Panama R. v. Beckford

231 F. 436 | 5th Cir. | 1916

PARDEE, Circuit Judge

(after stating the facts as above). [1] Section 9 of the Panama Act (Act Aug. 24, 1912, c. 390, 37 Stat. 565 [Comp. St. 1913, § 10045]), conferring jurisdiction upon this court, is as follows :

“The Circuit Court of Appeals of the Fifth Circuit of the United States shall have jurisdiction to review, revise, modify, reverse, or affirm the final judgments and decrees of the District Court of the Canal Zone and to render sucli judgment as in the opinion of said appellate court should have been rendered by the trial court in all actions and proceedings in which the Constitution. or any statute, treaty, title, right, or privilege of the United States, is involved and a right thereunder denied, and in cases in which the value in controversy exceeds one thousand dollars, to be ascertained by the oath of either party, or by other competent evidence, and also in criminal cases wherein the offense charged is punishable as a felony. And such appellate jurisdiction. subject to the right of review by, or appeal to the Supreme Court of the United States, as in other cases authorized by law, may be exercised by said Circuit Court of Appeals in the same manner, under the same regulations, and by the same procedure as nearly as practicable as is done in reviewing the final judgments and decrees of the District Courts of the United States.”

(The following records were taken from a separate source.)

PR #2000, opened 2023-08-02
[blockly] Add Quantity support to round block

stefan-hoehn:
Round block now also takes a Qty block as input.
Output type changes according to input.

image


florian-h05 (approved):
LGTM, thanks!

PR #2007, opened 2023-08-06
Widget editor: Add note that properties are not evaluated in the editor

florian-h05:


ghys (approved):
Thanks!
I think it's a "cop out" though. I'm sure there could be a way to support expressions for the preview in the widget editor - though I haven't looked into it yet.

florian-h05:
> I think it's a "cop out" though. I'm sure there could be a way to support expressions for the preview in the widget editor

Yes, I had a look into it but I haven’t found a quick and simple solution — didn’t want to spend too much time.

ghys:
Thinking back about my comment above, I don't want you to think you yourself "copped out"... it was a general remark about the problem and the ideal solution that should ultimately be provided, not about your contribution that you know I value.

florian-h05:
Everything fine on my side, no worries!

I'm not really satisfied myself either, that was the best thing to do quickly.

The statute is clear that our jurisdiction is to be exercised in the same manner and under the same regulations and by the same procedure, as nearly as practicable, as is done in reviewing the final judgments and decrees of the District Courts of the United States. In the *440procedure of the Circuit Courts of Appeal in reviewing final judgments and decrees of the District Courts, the distinction between cases at law and cases in equity is fully recognized, and it is well settled that cases at law can only be reviewed on writs of error, and cases in equity on an appeal. As the present is a case at law, the proper mode to review the same is’ by writ of error.

[2] In civil cases at law, tried without a jury, when the finding of the court below is a general one, our jurisdiction to review extends only to errors arising in the course of the trial. If in the trial court there is a special finding of facts, or an agreed statement of facts, then-the court can inquire further as to whether or not the facts as found or agreed to support the judgment complained of. In this case, after rendering a general finding and judgment, the court made a specific finding of facts as requested, both of which findings fully support the judgment rendered.

[3] The plaintiff in error complains that the court erred in not filing findings of fact prior to rendering judgment, and also erred, in overruling the motion to file the same nunc pro tunc as of the day of the trial and prior to the rendition of judgment; but this, we think, if error at all, was error without injury.

[4] In the assignments of error there is no complaint as to any rulings of the court in the progress of the trial; but the burden of them all is the complaint that the court did not find the facts in the case as the plaintiff in error claimed the evidence required. Our only inquiry in regard to them can be as to whether the facts as found support the judgment rendered, and as to that we have no doubt.

The appeal in this case is dismissed, and on the writ of error the judgment of the trial court is affirmed.